What is a p-value, really?

Here is a sentence you might read in a psychology paper: "The intervention significantly improved test scores (p = 0.03)." Most readers, including many researchers, take this to mean the result is solid, trustworthy, and probably real. But p = 0.03 is doing a lot of work in that sentence, and most people have no idea what it actually means.

A simple example

Suppose you want to know whether a coin is fair. You flip it 10 times and get 7 heads. Is the coin rigged? Maybe. Or maybe you just got lucky. The core problem in statistics is that random data is noisy; any result you observe could, in principle, have happened by chance even if nothing interesting is going on.

This is the tension statistics tries to resolve: how do we tell a real signal from random noise?

The null hypothesis: your starting point

Every hypothesis test begins by assuming the boring explanation is true. This is called the null hypothesis. For the coin, the null hypothesis is that the coin is fair (50/50).

You don't believe the null hypothesis is true. You're actually hoping to disprove it. But you start there because it gives you something concrete to calculate against.

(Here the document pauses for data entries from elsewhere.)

Issue #6244, opened 2024-02-05
API endpoints for sections


distantnative:
As easily definable as we have them for fields already.

PR #6246, opened 2024-02-05
Section api

bastianallgeier:
### Features

- The new section api lets you define API endpoints for your panel sections. Just like for fields, sections can now have their own routes. https://github.com/getkirby/kirby/issues/6244

```php 
// my section
return [
  'api' => function() {
    return [
      [ 
        'pattern' => '/say-hello', 
        'action' => function () {
          return [
            'message' => 'Hello, World!'
          ];
        }
      ]
    ];
  }
];
```

With the route defined on the backend, you can now access it in the panel with the API library. 

```js
const response = await this.$api.get('/pages/blog+article-a/sections/sectionName/say-hello');

alert(response.message);
```

### Enhancements

- Use the new section API in the files section to sort files.

## Ready?

### For review team

### DIFF
--- a/config/api/routes/files.php
+++ b/config/api/routes/files.php
@@ -26,6 +26,15 @@ return [
 		}
 	],
 	[
+		'pattern' => $filePattern . '/fields/(:any)/(:all?)',
+		'method'  => 'ALL',
+		'action'  => function (string $parent, string $filename, string $sectionName, string $path = null) {
+			if ($file = $this->file($parent, $filename)) {
+				return $this->sectionApi($file, $sectionName, $path);
+			}
+		}
+	],
+	[
 		'pattern' => $parentPattern,
 		'method'  => 'GET',
 		'action'  => function (string $path) {
--- a/config/api/routes/files.php
+++ b/config/api/routes/files.php
@@ -8,7 +8,15 @@ $parentPattern = '(account|pages/[^/]+|site|users/[^/]+)/files';
  * Files Routes
  */
 return [
-
+	[
+		'pattern' => $filePattern . '/fields/(:any)/(:all?)',
+		'method'  => 'ALL',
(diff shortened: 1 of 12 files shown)


config/api/routes/files.php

What the p-value actually measures

The p-value answers this question: if the null hypothesis were true, how often would I see data this extreme just by random chance?

Back to the coin. You flipped 10 times and got 7 heads. If the coin were actually fair, how likely is it to get 7 or more heads just by luck? You can work this out with some probability; the answer is about 17%. That's your p-value: 0.17.

That's not very surprising. Getting 7 heads from a fair coin isn't all that rare. So there's not much reason to doubt the null hypothesis.

Now imagine you flipped the coin 100 times and got 70 heads. Same proportion, but now the p-value would be astronomically small: something like 0.000002. Getting 70 or more heads from a fair coin almost never happens by chance. That's suspicious. We'd seriously doubt the coin is fair.

The 0.05 threshold

By tradition, researchers use p < 0.05 as a cutoff. If there's less than a 5% chance of seeing data this extreme under the null, they "reject the null hypothesis" and call the result "statistically significant."

But 0.05 is not a law of nature. Ronald Fisher, the statistician who popularized it in the 1920s, basically picked it as a reasonable rule of thumb. A result with p = 0.049 and one with p = 0.051 are essentially the same; treating them differently because one crosses an arbitrary line is a bit silly.

Modern statistics has been moving away from binary significance cutoffs and toward reporting the exact p-value alongside other measures. But you'll still see the 0.05 threshold everywhere, so it's worth understanding.

Three things a p-value is not

A p-value is not the probability that the null hypothesis is true. p = 0.03 does not mean there's a 3% chance the drug doesn't work. The null hypothesis is either true or it isn't; it doesn't have a probability in the classical framework. The p-value is about your data, not about the hypothesis.

A p-value is not the probability that your result is a fluke. It's calculated assuming the null is true. That's a very different question from "given what I observed, how likely is this real?"

A p-value is not a measure of how important or large the effect is. With a big enough sample, you can get a tiny p-value for an effect so small it's practically meaningless. Statistical significance and practical significance are different things.

An analogy that might help

Imagine your friend claims she can predict coin flips. You test her: she gets 9 out of 10 right. The p-value for this (assuming she's just guessing randomly) is about 1%. That's surprising. You might start to believe she has some ability.

But here's the thing: the p-value doesn't tell you how good her ability is, or whether it's worth anything in practice. It just tells you that random guessing probably isn't the explanation. The rest is up to you to figure out.

The bottom line

A p-value is a measure of surprise. Small p-value: your data would be surprising if nothing were going on. Large p-value: your data is pretty ordinary, nothing to see here. You should pair it with effect sizes, replications, and common sense before drawing any conclusions.